This Week in Asia

A more open China can avoid a no-win trade war with the US

And destruction means not only the loss of lives, but the destruction of any assets tangible or intangible, as can be seen in the simmering trade war between the United States and China.

The spectre of a full-blown trade war between the world's two largest economies threatens the worst disruption to, and destruction of, the global economy in modern times. Basic economics suggests any such conflict will incur losses all around.

Nevertheless, fears that we are indeed headed for such a scenario are growing, fuelled by continuing tit-for-tat threats between the world's largest traders. Washington and Beijing have each announced US$50 billion worth of punitive tariffs against each other and the US has raised the prospect of a further tariff of US$100 billion on goods.

As there will be no winner in a trade war, the question shifts to who will be the biggest loser.

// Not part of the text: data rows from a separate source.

PR #4266, opened 2015-03-20
The first slash was blocking the url alias

### LINKED ISSUE #4254: URL alias not maintained when registering from permalink
maintain url alias when registering for DS from a permalink

to reproduce:
- go to permalink page as an anonymous user
- click sign up
- register as a new user

image

angaither:
Fixes #4254


aaronschachter:
:+1:

PR #4271, opened 2015-03-20
Stathat

angaither:
Adds stathat module
send donation stats to stathat

### DIFF
--- a/lib/modules/dosomething/dosomething_payment/dosomething_payment.module
+++ b/lib/modules/dosomething/dosomething_payment/dosomething_payment.module
@@ -81,7 +81,7 @@ function dosomething_payment_block_view($delta = '') {
  * Form constructor for creating a Payment.
  */
 function dosomething_payment_form($form, &$form_state, $config = array()) {
-  // This JS is needed to create a Stripe token, which is used for API posts. 
+  // This JS is needed to create a Stripe token, which is used for API posts.
   drupal_add_js('https://js.stripe.com/v2/');
   // Add the API publish key to JS settings.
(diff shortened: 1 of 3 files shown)


lib/modules/dosomething/dosomething_payment/dosomething_payment.module
```diff
@@ -210,6 +210,10 @@ function dosomething_payment_form_submit($form, &$form_state) {
   $values['amount'] = $values['amount'] * 100;
   // Send Payment request to Stripe API.
   if (dosomething_payment_post_payment_stripe($values)) {
+    // Send stathat info.
+    if (module_exists('stathat')) {
+      stathat_send_ez_count('drupal - Donate', 1);
```
aaronschachter, line 215: Minor, but I'm not sure if the module handles when the ez key hasn't been entered. Is the plan to manually enter the key on stage and prod?

aaronschachter:
Code looks good, just need to check for minor edge case where form may be submitted before key is entered (or if erased)..

lib/modules/dosomething/dosomething_payment/dosomething_payment.module
angaither, line 215: yarrr, it just wouldn't send which isn't worse than what's happening now, right?

angaither:
wouldn't really want to hardcode the key into code...

aaronschachter:
Yah, think its fine for now since it's just Donate Page, i'm just not sure if the module throws an error/watchdog if the key doesnt exist, if it gets wiped out by chance.

PR #4272, opened 2015-03-20
Header gallery styles

### LINKED ISSUE #4186: RB header gallery default to off
we're going to be testing the efficacy of this via optimizely, so we'll want to default this to be turned off across the site and then via optimizely we will toggle the gallery on.

we'll then be able to see how much of an impact it has on conversion rate

### LINKED ISSUE #4188: Style header gallery images
Add rotation transform for each image, either by adding a class or using an `nth` child approach.

weerd:
### Fixes #4186

This should wrap up the styles for the new **showcase gallery** in the header. Adds some modified patterns which will need to be moved into Neue. Also pulled out the `.photo` pattern and placed into `/patterns` directory for easier reference when moving to Neue.

The rotation with `nth-child` aims to rotate `odd` and `even` gallery items plus a could extra `nth-child` definitions to add some variety in between :dancer: 

The `.-hidden` class is only temporary and will be used for easy Optimizely tests to toggle between showing or not showing the showcase gallery.

@DoSomething/front-end

### DIFF
--- a/lib/themes/dosomething/paraneue_dosomething/includes/helpers.inc
+++ b/lib/themes/dosomething/paraneue_dosomething/includes/helpers.inc
@@ -346,7 +346,7 @@ function paraneue_dosomething_build_reportbacks_gallery_collection ($reportbacks
       $reportbacks['prefetched'] = 0;
     }
     else {
-      return FALSE;
+      return NULL;
     }
   }
 
--- a/lib/themes/dosomething/paraneue_dosomething/scss/patterns/_container.scss
+++ b/lib/themes/dosomething/paraneue_dosomething/scss/patterns/_container.scss
@@ -1,0 +1,9 @@
+.container {
+  &.-showcase {
+    background-color: #000;
+
+    > .wrapper {
+      padding: $base-spacing 0;
+    }
+  }
+}
--- a/lib/themes/dosomething/paraneue_dosomething/scss/patterns/_container.scss
+++ b/lib/themes/dosomething/paraneue_dosomething/scss/patterns/_container.scss
@@ -1,5 +1,5 @@
 .container {
-  &.-hidden {
+  &.optimizely-hidden {
     display: none;
   }
 
--- a/lib/themes/dosomething/paraneue_dosomething/scss/patterns/_container.scss
+++ b/lib/themes/dosomething/paraneue_dosomething/scss/patterns/_container.scss
@@ -1,4 +1,8 @@
 .container {
+  &.-hidden {
+    display: none;
+  }
+
   &.-showcase {
     background-color: #000;
 
--- a/lib/themes/dosomething/paraneue_dosomething/scss/patterns/_gallery.scss
+++ b/lib/themes/dosomething/paraneue_dosomething/scss/patterns/_gallery.scss
@@ -1,0 +1,28 @@
+.gallery {
+
+  &.-shuffle {
+    li {
+      margin: 0;
+      position: relative;
+
+      &:nth-child(odd) {
+        top: 7px;
+        transform: rotate(-1deg);
+      }
+
+      &:nth-child(even) {
+        top: -5px;
+        transform: rotate(1deg);
+      }
+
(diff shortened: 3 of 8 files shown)


lib/themes/dosomething/paraneue_dosomething/includes/helpers.inc
```diff
@@ -346,7 +346,7 @@ function paraneue_dosomething_build_reportbacks_gallery_collection ($reportbacks
       $reportbacks['prefetched'] = 0;
     }
     else {
-      return FALSE;
+      return NULL;
```
weerd, line 349: @aaronschachter I made a quick change here cause returning `FALSE` apparently is no good if using `isset()` in template cause it sees it as the variable having a value (which makes sense). So I changed it to return `NULL` so the conditional in template works correctly.

aaronschachter, line 349: ok

lib/themes/dosomething/paraneue_dosomething/scss/patterns/_container.scss
```diff
@@ -0,0 +1,13 @@
+.container {
+  &.-hidden {
```
DFurnes: Can we consider renaming this `.optimizely-hidden` or something similar to denote that it's for a temporary A/B test?

weerd: Sure. Makes sense :) Updating.

lib/themes/dosomething/paraneue_dosomething/scss/patterns/_gallery.scss
```diff
@@ -0,0 +1,28 @@
+.gallery {
+
+  &.-shuffle {
```
DFurnes, line 3: This is fabulous. :100:

lib/themes/dosomething/paraneue_dosomething/scss/patterns/_photo.scss
```diff
@@ -0,0 +1,29 @@
...
+
+    @include media($larger) {
+      padding: ($base-spacing / 2);
+    }
+
+    img {
+      width: 100%;
+    }
+
+    .__copy {
```
DFurnes, line 15: Doesn't have to be in this PR, but can you update this to `.photo__copy` sometime?

lib/themes/dosomething/paraneue_dosomething/templates/campaign/node--campaign--pitch.tpl.php
```diff
@@ -7,6 +7,9 @@
  * - $classes: Additional classes passed for output (string).
  * - $campaign_scholarship: Scholarship amount (string).
  */
+
+//dpm($variables);
```
DFurnes: Remove this bugger?

lib/themes/dosomething/paraneue_dosomething/scss/patterns/_photo.scss
weerd, line 15: Ah jes. I can do it in the near future when I move the pattern over to Neue :)

lib/themes/dosomething/paraneue_dosomething/templates/campaign/node--campaign--pitch.tpl.php
```diff
@@ -7,6 +7,9 @@
...
+//dpm($reportbacks_showcase);
```
DFurnes: And this bugger? :bug:

DFurnes:
Really nice! :ship: Few teeeny tiny comments, but otherwise all good!

lib/themes/dosomething/paraneue_dosomething/templates/campaign/node--campaign--pitch.tpl.php
weerd: Argh!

From an economics perspective, US multinationals and consumers themselves will be the first to be hit by US President Donald Trump's punitive tariffs.

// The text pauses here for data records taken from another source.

PR #4273, opened 2015-03-20
Updates to incorportate mobile styles.

weerd:
Needed to add mobile styles for the **showcase gallery**!

These gallery styles for a `.-quartet` will need to be reconciled somehow with the Neue styles. For this particular version, on small/medium devices we want it to go 2 items per row and 4 per row at desktop. Not sure what the ideal alternative would be.

@DoSomething/front-end


DFurnes:
This might be a new gallery style? Something like `.quartet-extra`?

(You're better at naming than me. :wink:)

DFurnes:
:+1: to merge, but definitely something to patternize!

weerd:
Cool. Will do when moved to Neue!

PR #4274, opened 2015-03-20
Add missing require for jQuery.

DFurnes:
# Changes
- Add missing require for jQuery, fixes `$ is undefined` error.


weerd:
:sheep: it!!!

PR #5018, opened 2015-09-03
Adding the dosomething_auto_translate module

blisteringherb:
- This module will collect all nodes with type campaign and add
  google translations for pt-br and es-mx.
- To be run with drush php-eval
- Should only be enabled by hand
- Requires the api key to be added manually to the environment where it's run

@angaither


lib/modules/dosomething/dosomething_auto_translate/dosomething_auto_translate.module
```diff
@@ -0,0 +1,74 @@
+<?php
+
+/**
+ * @file dosomething_auto_translate.module
+ * This module uses the Google Translate API to translate campaign nodes.
+ */
+
+/**
+ * @file dosomething_auto_translate.module
+ * TODO: This doesn't scale.
```
angaither, line 10: maybe just set a limit on how many nodes it gets?

angaither:
:+1: 
how do you run this?

blisteringherb:
I'll run it with `drush php-eval "dosomething_auto_translate_campaigns();"` In the future I can probably create a drush command with arguments and such, but I just wanted a quick and dirty way to run this for testing on Thor.

PR #5025, opened 2015-09-04
Removes metatag and revision access from regional admins

### LINKED ISSUE #4934: br admin and mx admin should only have access to br and mx fields

itsjoekent:
#### What's this PR do?

Removes access from editing meta tags and content revisions from regional admins

Create a new user and give them the a regional admin role (Mexico or Brazil admin) and check if this box 
image

is at the bottom of this page
/node/add/campaign

The content revision permissions did not remove the revision form from node/add, had to manually remove access in the form alter instead. 

Fixes #4934 
https://github.com/DoSomething/phoenix/issues/4934#issuecomment-137541461

screen shot 2015-09-04 at 10 52 12 am

@angaither

### DIFF
--- a/lib/modules/dosomething/dosomething_global/dosomething_global.module
+++ b/lib/modules/dosomething/dosomething_global/dosomething_global.module
@@ -22,6 +22,7 @@ function dosomething_global_form_campaign_node_form_alter(&$form, &$form_state, 
         $form[$field_name]['#access'] = FALSE;
       }
     }
+    $form['revision_information']['#access'] = FALSE;
   }
 }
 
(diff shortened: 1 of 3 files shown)


angaither:
:+1:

Most Chinese exports to the US fall into two categories. First up are those concerning US-branded products - supply chains in which US firms are involved, such as consumer electronics (think iPhones and laptops where the brand is American, but the parts involved are Chinese). The second category involves labour intensive consumer goods, such as toys and clothes, which cannot be produced as cheaply in the US. In both these areas, American consumers will pay for Trump's additional tax.

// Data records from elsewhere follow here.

Issue #5024, opened 2015-09-04
Langauge index errors on dosomething_campaign


angaither:
`Notice: Undefined index: und in dosomething_campaign_get_hot_time_left() (line 622 of /var/www/dev.dosomething.org/lib/modules/dosomething/dosomething_campaign/dosomething_campaign.helpers.inc).`

angaither:
also seeing
`Notice: Undefined index: 0 in dosomething_campaign_is_hot_module()`

angaither:
`Notice: Undefined index: und in dosomething_campaign_run_preprocess_winners() (line 133 of /var/www/dev.dosomething.org/lib/modules/dosomething/dosomething_campaign_run/dosomething_campaign_run.module).`

angaither:
`Notice: Undefined index: und in dosomething_campaign_run_preprocess_klout_gallery() (line 153 of /var/www/dev.dosomething.org/lib/modules/dosomething/dosomething_campaign_run/dosomething_campaign_run.module).`

itsjoekent:
I can look at the hot module stuff, might be related to recent changes I made

itsjoekent:
I'm not seeing this occurring right now, but there are other important dblog errors that have to be resolved. I'll make another issue, @angaither should we close this until we see these errors popup again?

edit; new issue: https://github.com/DoSomething/phoenix/issues/5866

angaither:
@deadlybutter seeing the klout gallery and winner errors on thor
along with plenty undefined notices
https://thor.dosomething.org/us/campaigns/dont-be-sucker
https://thor.dosomething.org/us/campaigns/comeback-clothes

itsjoekent:
importing tor content on my local to see if i can reproduce

PR #5029, opened 2015-09-04
Check to see if values are set in high season

angaither:
don't test high/win season dates if dates are not set on a campaign node
Refs #5024

### DIFF
--- a/lib/modules/dosomething/dosomething_campaign/dosomething_campaign.theme.inc
+++ b/lib/modules/dosomething/dosomething_campaign/dosomething_campaign.theme.inc
@@ -62,19 +62,16 @@ function dosomething_campaign_preprocess_node(&$vars) {
     return;
   }
 
-
-  // If there are dates set, check hot/win states.
-  if (isset($vars['field_high_season'][0])) {
-    // If the hot module is enabled and the high season is set on a campaign.
-    if (dosomething_campaign_is_hot_module($vars)) {
-      dosomething_campaign_preprocess_hot_module($vars, $wrapper);
-    }
-
-    // If the win module is enabled
-    if (dosomething_campaign_is_win_module($vars)) {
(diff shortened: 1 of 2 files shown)


lib/modules/dosomething/dosomething_campaign/dosomething_campaign.theme.inc
```diff
@@ -62,14 +62,18 @@ function dosomething_campaign_preprocess_node(&$vars) {
...
-  // If the hot module is enabled and the high season is set on a campaign.
-  if (dosomething_campaign_is_hot_module($vars)) {
-    dosomething_campaign_preprocess_hot_module($vars, $wrapper);
-  }
 
-  // If the win module is enabled
-  if (dosomething_campaign_is_win_module($vars)) {
-    dosomething_campaign_preprocess_win_module($vars, $wrapper);
+  // If there are dates set, check hot/win states.
+  if (isset($vars['field_high_season'][0])) {
```
DFurnes: Would it make sense to put this in `dosomething_campaign_is_hot_module` and `dosomething_campaign_is_win_module`, so those methods always return false if they don't have the proper variables to check?

angaither: The only reason I didn't go that route was because it was going to check the same thing in both functions. I'm down for either
`¯\_(ツ)_/¯`

DFurnes: I think it should be negligible performance-wise, and it makes things a bit more readable/defensive against future misuse.

angaither: :+1:

angaither:
@DFurnes updated

DFurnes:
:boat: :runner:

However, China's export-dependent economy has far more to lose from a trade war than America's more self-sufficient one does. China's exports to the US account for 19.1 per cent of China's total exports of goods, while only 8.4 per cent of US exports go to China.

Last year, China exported more than US$505 billion worth of goods to the US while only importing US$130 billion worth of American goods, hitting a record trade deficit of US$375 billion. It is therefore difficult for Beijing to match Trump in threatening more punitive tariffs.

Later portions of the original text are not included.